Beitrag von Münek » So 18. Dez 2016, 00:41

closs hat geschrieben:
Münek hat geschrieben:Du kannst davon ausgehen, dass die Herren Exegeten an den theologischen Fakultäten genau wissen, worum es geht. Diese Wissenschaftler sind Profis.
Meine Zweifel gelten nicht der wissenschaftlichen Befähigung.
Aber allein diese Befähigung ist entscheidend, um professionell historisch-kritische Textauslegung betreiben zu können. Eine "christlich fundierte Exegese", wie sie Dir vorschwebt, wäre unwissenschaftlich.

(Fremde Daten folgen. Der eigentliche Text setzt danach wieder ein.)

PR #3467, opened 2023-08-30
fix: issue session after verification after registration with OIDC SSO

hperl:
This PR fixes an issue where the ID token claims from the identity are empty because the consent screen cannot fetch the session because it was not persisted yet.

To fix this, we now always persist the session when the post-registration hooks are executed. Note that this does not alter the behaviour of giving the session to the client.

### DIFF
--- a/selfservice/hook/session_issuer.go
+++ b/selfservice/hook/session_issuer.go
@@ -6,7 +6,6 @@ package hook
 import (
 	"context"
 	"net/http"
-	"time"
 
 	"github.com/ory/kratos/identity"
 	"github.com/ory/kratos/ui/node"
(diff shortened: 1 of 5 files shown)


aeneasr (changes requested):
Please persist the session only once during the registration lifecycle. The problem here being that every write to the sessions table incurs a RT latency of about 500-700ms.

The session is also persisted in the `SessionIssuer.ExecutePostRegistrationPostPersistHook` hook.

Please also note that `s.AuthenticatedAt = time.Now().UTC()` might be missing here.

aeneasr:
@hperl I made a mistake here - the persisting is happening across 2 different flows. I think that's fine!

zepatrik (approved):

selfservice/hook/session_issuer.go
```diff
@@ -53,11 +52,6 @@ func (e *SessionIssuer) ExecutePostRegistrationPostPersistHook(w http.ResponseWr
 }
 
 func (e *SessionIssuer) executePostRegistrationPostPersistHook(w http.ResponseWriter, r *http.Request, a *registration.Flow, s *session.Session) error {
-	s.AuthenticatedAt = time.Now().UTC()
```
aeneasr, line 56: @hperl did you check that the session can not be modified by any hooks, in which case we would need to update it here?

aeneasr (approved):

selfservice/hook/session_issuer.go
zepatrik: Yes we checked, the hooks all modify the identity, the session is not modified by any hook.

PR #3472, opened 2023-08-31
feat: add ability to convert session to JWT when calling whoami

### LINKED ISSUE #2487: Consider implementing JSON Web Token Exchange endpoint
### Preflight checklist

### Describe your problem

In some cases, developers want to receive a JSON Web Token to be used with APIs that do not neccessarily need/want to call Ory's APIs.

This is useful in cases where it is acceptable to interpret a session as active even if it has logged out within the last (for example) 5 minutes. Using a JSON Web Token at the backend can significantly reduce latency in the service as no API of Ory has to be called.

Having an endpoint such as `/sessions/tokenize?format=jwt` which generates a JSON Web Token with a customizable payload and expiry time, for example

```
{
  "sub": "1234"
  "traits": {
    "email": "..."
  }
  ...
}
```

Customization of the JSON Web Token would probably be done using a JsonNet snippet.

Setting the expiry time would be done through a global config value. It could either be a fixed amount, or a maximum amount (e.g. `1h`) where the caller indicates their preferred expiry time.

Issue JSON Web Tokens at the ingress - requires work at the implementor to add this capability to their e.g. API Gateway.

### Version

master

### Additional Context

_No response_

aeneasr:
This patch adds a query parameter `tokenize_as` to `/session/whoami` which encodes the session to a JWT. It is possible to customize the JWT claims by using a JsonNet template, and furthermore change the expiry of the token.

The tokenize feature supports multiple templates, which makes it easy to use the resulting JWT in a variety of use cases.

Closes #2487


session/handler.go
```diff
@@ -124,6 +126,13 @@ type toSession struct {
 	//
 	// in: header
 	Cookie string `json:"Cookie"`
+
+	// Return the session additional in token format like a JWT
+	//
+	// The value of this parameter has to be a valid, configured Ory Session token template.
+	//
+	// in: query
+	Tokenize string `json:"tokenize"`
```
jonas-jonas, line 135:
```suggestion
	TokenizeWith string `json:"tokenize_with"`
```

Just `tokenize` sounds like it's a boolean value.

session/tokenizer.go
```diff
@@ -0,0 +1,147 @@
...
+		}
+
+		sessionRaw, err := json.Marshal(session)
+		if err != nil {
+			return errors.WithStack(herodot.ErrInternalServerError.WithWrap(err).WithReasonf("Unable to encode session to JSON."))
+		}
+
+		claimsRaw, err := json.Marshal(&claims)
+		if err != nil {
+			return errors.WithStack(herodot.ErrInternalServerError.WithWrap(err).WithReasonf("Unable to encode session to JSON."))
```
jonas-jonas, line 111:
```suggestion
			return errors.WithStack(herodot.ErrInternalServerError.WithWrap(err).WithReasonf("Unable to encode claims to JSON."))
```

session/tokenizer.go
```diff
@@ -0,0 +1,147 @@
...
+		"sub": session.IdentityID.String(),
+		"sid": session.ID.String(),
+		"nbf": now.Unix(),
+		"iat": now.Unix(),
+	}
+
+	if mapper := tpl.ClaimsMapperURL; len(mapper) > 0 {
+		jn, err := fetch.FetchContext(ctx, mapper)
+		if err != nil {
+			return err
```
jonas-jonas, line 101: no `errors.WithStack`?

session/handler.go
aeneasr: That's true! I'm also not super happy with the name right now!

- tokenize_with
- tokenize_to
- tokenize_template

Which one of these should we use?

session/tokenizer.go
aeneasr: `fetch.FetchContext` already adds stack context afaik since it's in ory/x

session/handler.go
aeneasr: I opted for `tokenize_to`

session/handler.go
```diff
@@ -124,6 +126,13 @@ type toSession struct {
 	//
 	// in: header
 	Cookie string `json:"Cookie"`
+
+	// Return the session additional in token format like a JWT
```
jonas-jonas, line 130:
```suggestion
	// Returns the session additionally as a token (such as a JWT)
```

Also, add a link to the docs? (Once they are available)
And a note about the caching behavior?

session/handler.go
```diff
@@ -124,6 +126,13 @@ type toSession struct {
...
+	//
+	// The value of this parameter has to be a valid, configured Ory Session token template.
+	//
+	// in: query
+	TokenizeTo string `json:"tokenize_as"`
```
jonas-jonas, line 135:
```suggestion
	TokenizeAs string `json:"tokenize_as"`
```

session/handler_test.go
```diff
@@ -211,6 +212,32 @@ func TestSessionWhoAmI(t *testing.T) {
...
+		assert.EqualValues(t, http.StatusOK, res.StatusCode, string(body))
+
+		token := gjson.GetBytes(body, "tokenized").String()
+		require.NotEmpty(t, token)
+		segments := strings.Split(token, ".")
+		require.Len(t, segments, 3, token)
+		decoded, err := base64.RawURLEncoding.DecodeString(segments[1])
+		require.NoError(t, err)
+
+		assert.NotEmpty(t, gjson.GetBytes(decoded, "sub").String(), decoded)
```
zepatrik, line 237:
```suggestion
		assert.NotEmpty(t, gjson.GetBytes(decoded, "sub").Str, decoded)
```
because `.String()` converts all types to string. With `.Str` you can ensure it is a string in JSON, not a number, null, or object.

session/manager.go
```diff
@@ -142,6 +142,9 @@ type Manager interface {
 	// MaybeRedirectAPICodeFlow for API+Code flows redirects the user to the return_to URL and adds the code query parameter.
 	// `handled` is true if the request a redirect was written, false otherwise.
 	MaybeRedirectAPICodeFlow(w http.ResponseWriter, r *http.Request, f flow.Flow, sessionID uuid.UUID, uiNode node.UiNodeGroup) (handled bool, err error)
+
+	// TokenizeSession sets a session's tokenized value.
+	TokenizeSession(ctx context.Context, template string, session *Session) error
```
zepatrik, line 147: Is this even used?

zepatrik (approved):
Very nice 🎉 
I only have a few final remarks, but it would be fine to merge IMO right away.

session/handler.go
```diff
@@ -221,11 +243,19 @@ func (h *Handler) whoami(w http.ResponseWriter, r *http.Request, _ httprouter.Pa
 	// s.Devices = nil
 	s.Identity = s.Identity.CopyWithoutCredentials()
```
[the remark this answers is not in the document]
zepatrik: It might make more sense to later provide a new `/sessions/v2/whoami` API that would introduce `expand` across all APIs in a unique way.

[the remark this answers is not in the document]
aeneasr: I think `/sessions/v2/whoami` is the way to go

embedx/config.schema.json
```diff
@@ -2597,6 +2597,44 @@
...
+              "title": "Tokenizer configuration",
+              "description": "Configure the tokenizer, responsible for converting a session into a token format such as JWT.",
+              "type": "object",
+              "properties": {
+                "templates": {
+                  "title": "Tokenizer templates",
+                  "description": "A list of different templates that govern how a session is converted to a token format.",
+                  "type": "object",
+                  "patternProperties": {
+                    "[a-zA-Z0-9-_.]+": {
```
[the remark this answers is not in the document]
aeneasr: Prevent users from using spaces etc, which then need to be properly encoded in the URL

session/manager.go
aeneasr: nope :) deleted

Deshalb gibt es diese nicht an den theologischen Fakultäten.

closs hat geschrieben:
Münek hat geschrieben: Wenn sich heilsgeschichtliche Überlieferungen als unhistorische Legenden erweisen, sind diese nun mal keinen Pfifferling wert. Ratzinger hat das genau erkannt.
Du schaffst es, in einem Satz drei Bolzen zu verstecken:
Ach was - das suggeriert Dir bloß die vorurteilsbeladene Kurzsichtigkeit Deines christlichen Glaubens.

closs hat geschrieben:1) Es ist nicht "erwiesen", sondern es ist ein ehrhaftes methodisches Ergebnis.
Die angesprochenen wissenschaftlichen Forschungsergebnisse sind mit "sehr hoher Wahrscheinlichkeit erwiesen". Das genügt mir.

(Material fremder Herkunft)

PR #3476, opened 2023-09-04
feat: support native social sign using apple sdk

jonas-jonas:
How this works:

1. Use the Apple SDK on the device to request authentication, which returns an IDToken
2. Submit that token to Kratos using updateRegistrationFlow, alongside any traits you want the identity to have
3. Kratos verifies the token using Apple's public JWKS (make this configurable for the generic provider?)
4. Kratos extracts the data from the IDToken
5. Kratos processes the login/registration as if it came from an OIDC callback

Expo example (_PR in repo following_):
```ts
import * as AppleAuthentication from "expo-apple-authentication"
import * as Crypto from "expo-crypto"
import * as Random from "expo-random"

async function signInWithApple() {
  const nonce = Random.getRandomBytes(16).toString()

  const digest = await Crypto.digestStringAsync(
    Crypto.CryptoDigestAlgorithm.SHA256,
    nonce,
  )
  const credential = await AppleAuthentication.signInAsync({
    requestedScopes: [
      AppleAuthentication.AppleAuthenticationScope.EMAIL,
      AppleAuthentication.AppleAuthenticationScope.FULL_NAME,
    ],
    nonce: digest,
  })

  return orySdk.updateRegistrationFlow({
    flow: flow.id,
    updateRegistrationFlowBody: {
      provider: "apple",
      id_token: credential.identityToken,
      raw_id_token_nonce: nonce,
      traits: {
        name: {
          first: credential.fullName?.givenName || "given name", // When developing, these values might be empty
          last: credential.fullName?.familyName || "last name", // When developing, these values might be empty
        },
      },
    },
  })
}
```
## Related issue(s)

Docs PR: https://github.com/ory/docs/pull/1528

## Checklist

      introduces a new feature.
- [ ] I am following the
      the changes.
      works.


selfservice/strategy/oidc/provider_apple.go
```diff
@@ -146,3 +147,21 @@ func decodeQuery(query url.Values, claims *Claims) {
 		}
 	}
 }
+
+var _ IDTokenVerifier = new(ProviderApple)
+
+func (a *ProviderApple) Verify(ctx context.Context, rawIDToken string) (*Claims, error) {
```
jonas-jonas, line 153: One limitation of this implementation is that we don't request ATs & RTs during this flow, so if users want to use them, on behalf of their users, this wouldn't work. 

I am not sure what use cases there are for using an AT against Apple's API, but I'd suggest we can implement the `authCode` flow at a later time. It should be trivial, but [doesn't work with the way Expo has implemented Apple authentication](https://github.com/expo/expo/issues/16162), as it requests the tokens using the client ID `host.exp.Exponent`.

selfservice/strategy/oidc/provider_apple.go
```diff
@@ -146,3 +147,21 @@ func decodeQuery(query url.Values, claims *Claims) {
...
+	keySet := oidc.NewRemoteKeySet(ctx, "https://appleid.apple.com/auth/keys")
+	verifier := oidc.NewVerifier("https://appleid.apple.com", keySet, &oidc.Config{
+		ClientID: a.config.ClientID,
```
jonas-jonas, line 156: This is the only reason you'd need a configured apple client in the OIDC config, as it checks whether the IDToken was issued to the same `client_id`. As mentioned above, this means that for development using expo, you'd need to set it to `host.exp.Exponent`. 

I am not 100% sure this is secure enough, but since we verify that the token was issued by Apple, it _should_ be fine™️.

In production apps, the token would be issued to `sh.ory.iosapp` on the device, and the Ory project/configuration would need a client with the same `client_id`. `apple_team_id`, `apple_private_key_id` an `apple_private_key` would be ignored in this flow.

selfservice/strategy/oidc/provider_config.go
```diff
@@ -116,61 +117,41 @@ type ConfigurationCollection struct {
 	Providers       []Configuration `json:"providers"`
 }
 
+// !!! WARNING !!!
+//
+// If you add a provider here, please also add a test to
+// provider_private_net_test.go
+var supportedProviders = map[string]func(config *Configuration, reg dependencies) Provider{
```
jonas-jonas, line 124: This refactoring is needed to be able to mock a new provider in that can selectively verify or fail verification of an ID Token.

I've double-checked, that I migrated all providers, but *please* check this again! Thank you.

selfservice/strategy/oidc/provider_apple.go
```diff
@@ -146,3 +147,21 @@ func decodeQuery(query url.Values, claims *Claims) {
...
+	})
+	token, err := verifier.Verify(ctx, rawIDToken)
+	if err != nil {
+		return nil, err
+	}
+	claims := &Claims{}
+	if err := token.Claims(claims); err != nil {
+		return nil, err
+	}
+	return claims, nil
```
jonas-jonas, line 166: Any ideas on how to test this are appreciated. I thought about adding a test that just uses a real `idToken` and verifies that, but that token contains my personal email address and user ID, which I'd rather not leak here. :)

I guess we could create a dummy Apple ID, obtain the token and add that here, however we would need to refresh the token, as Apple rotates their JWKs. Also, not sure how to deal with expiry.

jonas-jonas (commented):
I am not sure, we can really e2e test this, as there is no other provider that supports verifying an ID Token from the payload, for now. 

I guess, we could make the generic provider support it and add a JWKS URL to the config? Then we could obtain an ID token from a Hydra instance and submit that.

selfservice/strategy/oidc/provider_apple.go
aeneasr: Generate a JWT with the same claims as apple, and set up a fake HTTP server with a JWK you control - then verify. That should work!

selfservice/strategy/oidc/provider_apple.go
aeneasr: Please document this as a caveat.

aeneasr (commented):
Looks very good, please add three tests to strategy_test:

- [ ] Test login with an ID token, ensure claims end up properly
- [ ] Test registration with an ID token, ensure claims end up properly
- [ ] Test login/registration with an ID token where the Client ID is not matching (should fail)
- [ ] Test login/registration with an ID token where the nonce is not matching (should fail)

Please also make it possible to submit the nonce and validate the nonce as well. Fail the flow if the nonce is not set.

selfservice/strategy/oidc/provider_apple.go
jonas-jonas: Yup, that works. I needed to make the JWKS URL configurable via a private field, which defaults to the apple URL.

selfservice/strategy/oidc/provider_apple.go
jonas-jonas: Done in the Docs PR.

selfservice/strategy/oidc/provider.go
```diff
@@ -52,6 +57,8 @@ type Claims struct {
 	UpdatedAt           int64                  `json:"updated_at,omitempty"`
 	HD                  string                 `json:"hd,omitempty"`
 	Team                string                 `json:"team,omitempty"`
+	Nonce               string                 `json:"nonce,omitempty"`
+	NonceSupported      bool                   `json:"nonce_supported,omitempty"`
```
aeneasr, line 61: Is this an actual claim returned by Apple/Google?

selfservice/strategy/oidc/strategy.go
```diff
@@ -589,3 +591,38 @@ func (s *Strategy) CompletedAuthenticationMethod(ctx context.Context) session.Au
...
+			return nil, errors.WithStack(herodot.ErrInternalServerError.WithReasonf("No nonce was included in the id_token but is required by the provider"))
+		}
+		sh := sha256.New()
+		sh.Write([]byte(idTokenNonce))
+		hashedNonce := hex.EncodeToString(sh.Sum(nil))
+
+		if hashedNonce != claims.Nonce {
+			return nil, errors.WithStack(herodot.ErrInternalServerError.WithReasonf("The supplied nonce does not match the nonce from the id_token"))
+		}
+	}
```
aeneasr, line 625: Why is this being hex encoded? From the OIDC specification:

> **nonce:** String value used to associate a Client session with an ID Token, and to mitigate replay attacks. The value is passed through unmodified from the Authentication Request to the ID Token. If present in the ID Token, Clients MUST verify that the nonce Claim Value is equal to the value of the nonce parameter sent in the Authentication Request. If present in the Authentication Request, Authorization Servers MUST include a nonce Claim in the ID Token with the Claim Value being the nonce value sent in the Authentication Request. Authorization **Servers SHOULD perform no other processing on nonce values used. The nonce value is a case sensitive string.**

https://openid.net/specs/openid-connect-core-1_0.html

https://github.com/coreos/go-oidc/blob/f0117a5f178cb36710dde42ede2154071b20ee94/example/idtoken/app.go#L109-L117

If this check is Apple-specific, it should live in the apple strategy IMO.

selfservice/strategy/oidc/strategy_login.go
```diff
@@ -81,6 +81,24 @@ type UpdateLoginFlowWithOidcMethod struct {
...
+	// Supported providers are
+	// - Apple
+	// required: false
+	IDToken string `json:"id_token,omitempty"`
+
+	// RawIDTokenNonce is the nonce, used when generating the IDToken.
+	// If the provider supports nonce validation, the nonce will be validated against this value and required.
+	//
+	// required: false
+	RawIDTokenNonce string `json:"raw_id_token_nonce,omitempty"`
```
aeneasr, line 101: Why is this prefixed `raw_`? IMO it should be `id_token_nonce`

selfservice/strategy/oidc/strategy_test.go
```diff
@@ -549,7 +552,216 @@ func TestStrategy(t *testing.T) {
...
+				idToken: `{
+					"iss": "https://appleid.apple.com",
+					"sub": "{{sub}}"
+				}`,
+				expect: func(t *testing.T, res *http.Response, body []byte) {
+					require.Equal(t, "No nonce was included in the id_token but is required by the provider", gjson.GetBytes(body, "error.reason").String(), "%s", body)
+				},
+			},
+			{
+				name: "should fail if no nonce is supplied in request",
```
aeneasr, line 632: Missing test: nonce mismatch

selfservice/strategy/oidc/provider_apple_test.go
```diff
@@ -4,11 +4,21 @@
...
 	"fmt"
+	"net/http"
+	"net/http/httptest"
 	"net/url"
 	"testing"
+	"time"
 
+	_ "embed"
+
+	"github.com/form3tech-oss/jwt-go"
```
aeneasr, line 18: Please use `golang-jwt/jwt-go/v4`

selfservice/strategy/oidc/provider.go
aeneasr: I see, this is returned by Apple. I don't think this is a standard claim but rather something specific to Apple. In that case, I would suggest to only handle this claim in the apple provider. The problem here is that this bool value will default to "false", which disables the nonce check if the value is not available (which is the case with any other platform). So basically, this is a bypass for the nonce check, built in and enabled per default.

aeneasr (changes requested):
The nonce implementation does not look correct to me. Typically, a nonce is a plain string (like the state parameter) and you do a string equality match to verify if it is valid or not. The `nonce_supported` flag defaults to false, which *may* be OK for apple, but is definitely not OK for any other provider, as this claim is not a standard claim (it is never mentioned here: https://openid.net/specs/openid-connect-core-1_0.html).

Additionally, the Apple documentation states:

> A Boolean value that indicates whether the transaction is on a nonce-supported platform. If you send a nonce in the authorization request, but don’t see the nonce claim in the identity token, check this claim to determine how to proceed. If this claim returns true, treat nonce as mandatory and fail the transaction; otherwise, you can proceed treating the nonce as optional.

However, as far as I can see, we use this claim first to check whether we should validate. But the documentation states:

1. If a nonce was sent (aka if we receive the nonce as part of the registration / login payload
2. And the nonce is not available in the id_token
3. Then (and only then) we check this claim

The current implementation however:

1. Checks if the claim is true
2. Proceeds with validation

My suggestion is to move this custom validation logic into the apple ID token verification:

1. The apple provider validates the `nonce` claim:
  1. If a nonce was sent as part of the payload
  2. And the id_token has a nonce -> we validate
  3. And the id_token has no nonce
    * We check the nonce_supported claim
    * If true: fail
    * If false: proceed
2. The Google provider also validates the nonce (but always, because Google returns this always)
3. The generic provider does not validate the nonce at all, it delegates the ID token validation to the specific provider (we can fix this later if desired).

Please don't merge this without another review from myself!

selfservice/strategy/oidc/strategy.go
jonas-jonas: Fixed. Thanks for the sources.

selfservice/strategy/oidc/strategy_login.go
jonas-jonas: Fixed, misunderstand of how nonces work on my part.

selfservice/strategy/oidc/provider_apple_test.go
jonas-jonas: Done.

selfservice/strategy/oidc/strategy_test.go
jonas-jonas: Fixed, nice catch.

selfservice/strategy/oidc/strategy.go
```diff
@@ -589,3 +589,39 @@ func (s *Strategy) CompletedAuthenticationMethod(ctx context.Context) session.Au
...
+
+	if err := claims.Validate(); err != nil {
+		return nil, errors.WithStack(herodot.ErrInternalServerError.WithReasonf("The id_token claims were invalid").WithError(err.Error()))
+	}
+
+	// First check if the JWT contains the nonce claim.
+	if claims.Nonce == "" {
+		// If it doesn't, check if the provider supports nonces.
+		if verifier.NonceSupported(claims) {
```
jonas-jonas, line 610: We could also just require nonces to be present in the token regardless of the provider. If someone wants to integrate with an Apple device that does not support the nonce, we can still add this in later.

aeneasr (commented):
Much better! Almost there

selfservice/strategy/oidc/strategy.go
jonas-jonas: Done! The check is a bit less readable now, if you have an idea on improvement, LMK.

aeneasr (approved):
Awesome!

hperl (approved):

PR #1964, opened 2025-04-29
fix: Use cross-platform shortcuts in ui-tests

shreve:
Previously, UI tests failed on macOS because the required keyboard shortcuts are slightly different on macOS from Windows and Linux. This commit updates them to use the ControlOrMeta key, which handles both cases.


brichet (approved):
Thanks @shreve, it looks good to me.

PR #1967, opened 2025-05-09
Use NPM packages instead of bower for formgrader extension dependencies

### LINKED ISSUE #1966: Do not depend on bower for frontend packages
The formgrader extension relies on `bower` for the frontend dependencies that is serves.

Bower is deprecated and should not be used anymore, we can't update the dependencies.
This leads to security issues like https://github.com/jupyter/nbgrader/security/dependabot/60.

The 2 ways I can see to not use bower anymore are:

1. Using CDN for the frontend packages
    This would easily solve the problem as all the packages seems to be available over CDN.
    The drawback is that we need network access to run the application, and also to properly display the feedbacks
    https://github.com/jupyter/nbgrader/blob/99e145bf019d841a12a1b794e4bc29689ca267b3/nbgrader/server_extensions/formgrader/templates/feedback/index.html.j2#L11

    Reference to https://github.com/jupyter/nbgrader/issues/718#issuecomment-314077192

2. Using NPM to download the dependencies in the static directory.
    Then the `*node_modules* directory would replace the current *components* directory, and could be included with the formgrader extension.
    That way it would be the same behavior as currently.

I would go for the 2nd way to reduce changes.

References:
- https://github.com/jupyter/nbgrader/issues/1348
- https://github.com/jupyter/nbgrader/pull/1350

brichet:
Fixes #1966 
Should fix https://github.com/jupyter/nbgrader/security/dependabot/60

This PR replaces the use of deprecated `bower` by NPM.
It also updates `underscore` dependency to >=1.13.1, which should fix a security error.


.gitignore
```diff
@@ -96,20 +96,25 @@ nbgrader/docs/source/user_guide/source/ps1_autotest/problem1.html
...
+nbgrader/server_extensions/formgrader/static/node_modules/bootstrap/js
+nbgrader/server_extensions/formgrader/static/node_modules/bootstrap/grunt
+nbgrader/server_extensions/formgrader/static/node_modules/jquery/external
+nbgrader/server_extensions/formgrader/static/node_modules/jquery/src
+nbgrader/server_extensions/formgrader/static/node_modules/underscore/amd
+nbgrader/server_extensions/formgrader/static/node_modules/underscore/cjs
+nbgrader/server_extensions/formgrader/static/node_modules/underscore/modules
+nbgrader/server_extensions/formgrader/static/node_modules/underscore/underscore-esm*
+nbgrader/server_extensions/formgrader/static/node_modules/underscore/underscore-node*
+nbgrader/server_extensions/formgrader/static/node_modules/underscore/underscore-umd*
```
shreve, line 112: Because we're using the exceptions below, we can replace all of these specific rules with a more general one:

```
nbgrader/server_extensions/formgrader/static/node_modules/**/*
```

shreve: Ah, I see what you mean. I think the change I want to see goes well beyond the scope of this PR. Thanks for clarifying.

PR #1978, opened 2026-01-09
Fix Path Traversal in validate_assignment via Path Normalization

yueyueL:
## Description
This PR fixes a path traversal vulnerability in `nbgrader/server_extensions/validate_assignment/handlers.py`.

Following the merge of #1984 (Python ≥3.10), the fix has been updated to use `pathlib` as suggested.

## Changes
- Replaced `os.path.normpath` approach with `pathlib.Path` for path resolution.
- Used `Path.resolve()` to handle `../` sequences and symlinks.
- Used `Path.is_relative_to()` to ensure the path stays within `root_dir`.
- Requests outside the root directory now raise a `403 Access denied` error.

## Testing
- Valid notebook paths within `root_dir` work correctly.
- Malicious paths (e.g., `../../../etc/passwd`) are blocked with a 403 response.
- Updated tests to reflect the new pathlib-based implementation.

### DIFF
--- a/nbgrader/server_extensions/validate_assignment/handlers.py
+++ b/nbgrader/server_extensions/validate_assignment/handlers.py
@@ -38,7 +38,10 @@ class ValidateAssignmentHandler(JupyterHandler):
         return app.config
 
     def validate_notebook(self, path):
-        fullpath = os.path.join(self.root_dir, path)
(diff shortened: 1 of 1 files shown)


brichet (approved):
Thanks @yueyueL, it looks good to me.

closs hat geschrieben:2) Heilsgeschichte bemisst sich nicht am Stand unseres Erkenntnis-Status.
Die angebliche "Heilsgeschichte" ist lediglich ein theologisch-theoretisches Glaubenskonstrukt. Mehr nicht.

closs hat geschrieben:3) Ratzinger hat bestimmt nicht "erkannt", was Du ihm unterstellst.
Doch - Ratzinger schrieb in seinem Jesusbuch, dass es für den biblischen Glauben WESENTLICH sei, dass er sich auf wirkliches historisches Geschehen bezieht. Damit schließt er unhistorische Glaubenslegenden als nicht wesentlich aus.